Erlang C (M/M/c — Delay System)

Customers arriving when all servers are busy wait in queue.

The probability of waiting is the Erlang C formula (given above in M/M/c).

Application: Call centers (callers wait on hold).

Jackson Networks

A network of M/M/cᵢ queues where:

  • External Poisson arrivals at each node
  • Markovian routing (probabilistic routing between nodes)
  • Each node behaves as an independent M/M/c queue (with appropriate arrival rate)

Jackson's theorem: In steady state, each queue behaves as an independent M/M/c queue. The joint distribution is the product of individual queue distributions.

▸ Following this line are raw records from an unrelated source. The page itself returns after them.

PR #6705, opened 2026-01-03
added hunspell for building deps

killertofus:


pajlada (changes requested):
Since the spell checker isn't enabled by default, `hunspell` isn't actually a build dependency.
I'm OK with approving this if you also modify the cmake call in the manual instructions and add `-DCHATTERINO_SPELLCHECK=On`

pajlada (approved):

PR #6709, opened 2026-01-04
feat: add filter for external badges

pajlada:


pajlada:
@achow101 I reimplemented your changes but in a different way, storing external badges in a separate vector and making that available to filters. Please let me know if this work as you would expect.

The intent is for this to be available for highlights after the rework too.

src/messages/MessageBuilder.cpp
```diff
@@ -2472,6 +2472,10 @@ void MessageBuilder::appendChatterinoBadges(const QString &userID)
     {
         this->emplace<BadgeElement>(*badge,
                                     MessageElementFlag::BadgeChatterino);
+
+        /// e.g. "chatterino:Chatterino Top donator"
+        this->message().externalBadges.emplace_back(u"chatterino:" %
+                                                    (*badge)->tooltip.string);
```
Nerixyz: Could we set the ID of the badge to this string? Same for the other badges.

pajlada: I'd prefer to use something that is "sticky" too.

Burke's theorem: The departure process from an M/M/c queue in steady state is Poisson.

Open Jackson Networks

External arrivals and departures. Solve for arrival rates using traffic equations:

λᵢ = γᵢ + Σⱼ λⱼ pⱼᵢ

where γᵢ is external arrival rate and pⱼᵢ is routing probability from j to i.

Closed Jackson Networks

Fixed number of customers circulating. No external arrivals or departures.

Analyzed using Mean Value Analysis (MVA) or convolution algorithms.

Applications in CS

Capacity Planning

  • Web servers: How many servers needed to keep p99 latency under 200ms at peak load?
  • Database connection pools: Pool size vs. latency tradeoff.
  • Load balancers: M/M/c model with pooling shows benefits of shared queues.

System Design Guidelines

From queueing theory:

  1. Keep utilization below 70-80%: Latency increases superlinearly with utilization.
  2. Reduce variance: Consistent service times (M/D/1) are much better than variable (M/M/1).
  3. Pool resources: One large queue is better than many small ones.
  4. Add slack: Small utilization headroom prevents catastrophic latency spikes.
  5. Bound queue size: Finite queues (M/M/1/K) prevent memory exhaustion (at the cost of dropped requests).

Specific Applications

  • Thread pools: Fixed pool of c threads serving incoming requests → M/M/c.
  • Network routers: Packet buffers as queues. Buffer sizing uses queueing theory.
  • Disk I/O scheduling: Request queue for disk access. M/G/1 with various service distributions.
  • CPU scheduling: Ready queue modeled as M/G/1 or G/G/1.
  • Cloud auto-scaling: Scale servers to maintain target utilization/latency using queueing models.
  • Microservices: Each service is a queue. Jackson networks model service chains.
  • Message queues: Kafka, RabbitMQ — producer-consumer with buffering.
  • SLA/SLO setting: Use queueing theory to set achievable latency targets: "p99 < X ms at Y requests/sec."